**Requirement**
The expected answer is a copy of every line in the listing that has the word "antonwolfy".

※ ※ ※

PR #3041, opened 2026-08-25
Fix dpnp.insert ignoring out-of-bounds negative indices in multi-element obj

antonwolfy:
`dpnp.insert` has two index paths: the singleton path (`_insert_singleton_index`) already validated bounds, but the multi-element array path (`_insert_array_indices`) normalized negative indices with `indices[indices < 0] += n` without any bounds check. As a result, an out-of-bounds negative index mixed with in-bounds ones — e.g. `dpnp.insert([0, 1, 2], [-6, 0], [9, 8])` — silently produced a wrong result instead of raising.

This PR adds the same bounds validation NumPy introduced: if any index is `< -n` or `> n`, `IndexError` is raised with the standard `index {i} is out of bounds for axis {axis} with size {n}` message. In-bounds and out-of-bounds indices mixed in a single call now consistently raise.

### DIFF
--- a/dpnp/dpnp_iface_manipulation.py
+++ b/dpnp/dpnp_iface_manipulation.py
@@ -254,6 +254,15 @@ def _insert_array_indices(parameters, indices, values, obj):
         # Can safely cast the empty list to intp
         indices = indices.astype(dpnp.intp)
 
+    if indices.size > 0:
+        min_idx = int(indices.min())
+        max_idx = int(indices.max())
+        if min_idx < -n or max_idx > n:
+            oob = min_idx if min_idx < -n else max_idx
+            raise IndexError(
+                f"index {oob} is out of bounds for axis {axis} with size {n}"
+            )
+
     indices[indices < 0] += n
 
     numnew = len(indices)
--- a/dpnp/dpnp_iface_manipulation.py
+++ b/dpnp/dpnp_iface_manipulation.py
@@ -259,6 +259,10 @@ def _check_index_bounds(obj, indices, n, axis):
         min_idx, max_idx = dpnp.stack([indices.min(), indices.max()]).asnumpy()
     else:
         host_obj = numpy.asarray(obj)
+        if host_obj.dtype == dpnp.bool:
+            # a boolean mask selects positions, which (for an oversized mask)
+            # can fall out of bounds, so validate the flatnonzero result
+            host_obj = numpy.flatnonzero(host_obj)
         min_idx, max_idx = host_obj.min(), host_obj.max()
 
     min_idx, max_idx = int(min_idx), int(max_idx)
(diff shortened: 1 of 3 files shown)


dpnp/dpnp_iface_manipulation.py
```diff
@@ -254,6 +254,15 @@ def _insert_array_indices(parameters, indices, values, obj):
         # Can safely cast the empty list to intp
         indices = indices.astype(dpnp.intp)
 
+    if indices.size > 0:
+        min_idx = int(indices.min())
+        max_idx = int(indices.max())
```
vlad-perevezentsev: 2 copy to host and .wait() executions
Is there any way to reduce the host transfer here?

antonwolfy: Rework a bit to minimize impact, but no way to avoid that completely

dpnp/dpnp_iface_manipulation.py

※ ※ ※

**Task output**
antonwolfy:
antonwolfy: Rework a bit to minimize impact, but no way to avoid that completely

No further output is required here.